Seasonal Variation of Nitrate Concentration and Its Direct Radiative Forcing over East Asia

This study investigated the seasonal variation of nitrate concentration and its radiative forcing over East Asia by using an online-coupled regional climate model. Comparison with a series of in-situ observations from Acid Deposition Monitoring Network in East Asia (EANET) and China demonstrated a good skill of the model in reproducing the magnitude and seasonality of nitrate concentration across East Asia. It was found that nitrate concentration in Beijing and Tianjin exhibited the maximum in summer and the minimum in winter possibly due to stronger chemical oxidation and regional transport effect of larger emissions from the north China Plain in summer, whereas in most areas of East Asia, nitrate concentration was higher in winter and lower in summer, consistent with the seasonality of NOx emission. Surface nitrate concentration was higher over the lower reaches of the Yellow River, followed by the middle to lower reaches of the Yangtze River and portions of south China, and lower in Korean Peninsula and Japan. The annual mean surface nitrate concentration was predicted to be 2.9 mu g.m(-3) for East Asia and 8.5 mu g.m(-3) for east China.
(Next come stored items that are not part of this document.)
PR #3872, opened 2018-06-30
Fix #2545: customSearch not triggering custom function

### LINKED ISSUE #2545: customSearch not triggering custom function
I am using bootstrap-table on osx. Trying to implement customSearch. However, when I set data-custom-search to `data-custom-search="customSearchFunction"` in the table attributes in the HTML, **_customSearchFunction_** does not get called. Instead I get this error:

```
bootstrap-table.js:1229 Uncaught TypeError: this.options.customSearch.apply is not a function
```

That's because the function name is being treated as a string. If I set a breakpoint before that line and enter this command in the console `this.options.customSearch = customSearchFunction`, then things work properly (temporarily).

How do I tell bootstrap-table to call my customSearchFunction (the right way)?

amiart:
This fixes a regression introducted by Pull request #3152

### DIFF
--- a/src/bootstrap-table.js
+++ b/src/bootstrap-table.js
@@ -1254,7 +1254,11 @@
     initSearch () {
       if (this.options.sidePagination !== 'server') {
         if (this.options.customSearch !== $.noop) {
-          window[this.options.customSearch].apply(this, [this.searchText])
+          if (typeof this.options.customSearch === 'string') {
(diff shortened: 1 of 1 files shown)


amiart:
Here is [jsFiddle](http://jsfiddle.net/amiart/e3nk137y/34935/)

You will get the following error:

> TypeError: window[this.options.customSearch] is undefined

when you start typing in Search field and the patch is not appied.

PR #3903, opened 2018-07-24
Fix the bug touching the possibility to filter several columns and cl…

RRENOU:
…ear filters via according button.


djhvscf:
Hi @RRENOU this PR is including a change under dist files. Please only modify src files.

Also provide an example of this PR working.

PR #3920, opened 2018-07-30
Fix iterating for calculate nested function

savin-alexey:


savin-alexey:
@djhvscf  examples in this case is redundant:
This case, if `name = 'obj.func1.func2'`
Expected result - `func = window.obj.func1.func2`
Result with iteration over name is - `window.o.b... etc`
We must compose a function using words and not letters
```JS
  if (typeof name === 'string') {
    // support obj.func1.func2
    const names = name.split('.') // names = ['obj', 'func1', 'func2']

    if (names.length > 1) {
      func = window
      for (const f of names) { // if using `name` variable, result would be - window.o.b.j....... 
        func = func[f]
      }
}
...
```


P.S.
[The last working code was here](https://github.com/wenzhixin/bootstrap-table/commit/57915afd9a740721e5414c8fb0c561902d4f9650#diff-95c58f988cb3038d8e3b2a5176112424L166)

PR #3940, opened 2018-08-08
Allow different x-editable configuration per table row

kkozlik:
In my use case I need different x-editable elements for each row in one column in dependency on datatype on that row. 

This pull request allow `editable` option to be a function that can generate different configuration for x-editable.

### DIFF
--- a/src/extensions/editable/bootstrap-table-editable.js
+++ b/src/extensions/editable/bootstrap-table-editable.js
@@ -111,6 +111,20 @@
                 return;
             }
 
+            var data = that.getData();
+
+            that.$body.find('a[data-name="' + column.field + '"]').each(function(i, element){
+                var $element = $(element);
+                var $tr = $element.closest('tr');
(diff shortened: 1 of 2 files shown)


src/extensions/editable/bootstrap-table-editable.js
```diff
@@ -111,6 +111,20 @@
                 return;
             }
 
+            var data = that.getData();
+
+            that.$body.find('a[data-name="' + column.field + '"]').each(function(i, element){
+                var $element = $(element);
+                var $tr = $element.closest('tr');
+                var index = $tr.data('index');
+                var row = data[index];
```
kkozlik: I am not sure if I can safely use:
```
var row = data[i];
```
here and get rid of the two lines above...

djhvscf:

kkozlik:
Here is the fiddle: http://jsfiddle.net/karelkozlik/vtya5cf0/25/

PR #3975, opened 2018-09-12
fix "check" function using wrong variable name

Bigpet:
$this is undefined here, $el should be semantically the right thing here.


djhvscf:

Bigpet:
any radio box example is broken, but here's a simple one:

broken:
http://jsfiddle.net/1Ldw6ynj/

working: 
http://jsfiddle.net/5bhymsfu/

All-sky direct radiative forcing (DRF) due to nitrate at the top of the atmosphere (TOA) exhibited the largest forcing up to -7W.m(-2) over the lower reaches of the Yellow River, and lower forcing of similar to-2W.m(-2) in the Korean Peninsula and Japan. Clear-sky DRF by nitrate reached the maximum in spring and the minimum in summer over both East Asia and east China, whereas DRF under all-sky condition showed its maximum in autumn, associated with seasonalities of nitrate column burden, relative humidity, and cloud effect. Annual mean all-sky DRFs at TOA were estimated to be -1.7W.m(-2) and -3.7W.m(-2) over East Asia and east China, respectively, significantly larger than global annual mean, suggesting the important role of nitrate aerosol in environment and climate change over East Asia.